Prompt: Your answer must be every record below, written out exactly as it appears.

Given entries:
PR #9910, opened 2025-09-02
add prefetched_tokens to prompt_tokens_details

pansicheng:
## Modifications

When deploying HiCache Storage, customers require visibility into whether requests are served from the storage layer. This PR enhances the cached_details field in the request response by adding prefetched_tokens information. This metric explicitly indicates how many tokens were prefetched from storage (in addition to existing cached_tokens tracking), providing users with granular insights into storage utilization and improving overall observability for performance monitoring and debugging.

## Checklist

### DIFF
--- a/python/sglang/srt/entrypoints/openai/serving_chat.py
+++ b/python/sglang/srt/entrypoints/openai/serving_chat.py
@@ -462,6 +462,7 @@ class OpenAIServingChat(OpenAIServingBase):
         prompt_tokens = {}
         completion_tokens = {}
         cached_tokens = {}
+        prefetched_tokens = {}
         hidden_states = {}
 
         try:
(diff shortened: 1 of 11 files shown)


xiezhq-hermann:
I think it is a bit hard to justify adding an entry to the response specifically for historage metrics, can you consider moving the functionality under the --enable-metrics umbrella and using standard metrics collector as I suggested in https://github.com/sgl-project/sglang/pull/9965? It is quite straightforward to query aggregated metrics, and I don't think we really need per-request logging.

pansicheng:
> I think it is a bit hard to justify adding an entry to the response specifically for historage metrics, can you consider moving the functionality under the --enable-metrics umbrella and using standard metrics collector as I suggested in #9965? It is quite straightforward to query aggregated metrics, and I don't think we really need per-request logging.

Sure, replaced by #9965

Answer section:
PR #9910, opened 2025-09-02
add prefetched_tokens to prompt_tokens_details

pansicheng:
## Modifications

When deploying HiCache Storage, customers require visibility into whether requests are served from the storage layer. This PR enhances the cached_details field in the request response by adding prefetched_tokens information. This metric explicitly indicates how many tokens were prefetched from storage (in addition to existing cached_tokens tracking), providing users with granular insights into storage utilization and improving overall observability for performance monitoring and debugging.

## Checklist

### DIFF
--- a/python/sglang/srt/entrypoints/openai/serving_chat.py
+++ b/python/sglang/srt/entrypoints/openai/serving_chat.py
@@ -462,6 +462,7 @@ class OpenAIServingChat(OpenAIServingBase):
         prompt_tokens = {}
         completion_tokens = {}
         cached_tokens = {}
+        prefetched_tokens = {}
         hidden_states = {}
 
         try:
(diff shortened: 1 of 11 files shown)


xiezhq-hermann:
I think it is a bit hard to justify adding an entry to the response specifically for historage metrics, can you consider moving the functionality under the --enable-metrics umbrella and using standard metrics collector as I suggested in https://github.com/sgl-project/sglang/pull/9965? It is quite straightforward to query aggregated metrics, and I don't think we really need per-request logging.

pansicheng:
> I think it is a bit hard to justify adding an entry to the response specifically for historage metrics, can you consider moving the functionality under the --enable-metrics umbrella and using standard metrics collector as I suggested in #9965? It is quite straightforward to query aggregated metrics, and I don't think we really need per-request logging.

Sure, replaced by #9965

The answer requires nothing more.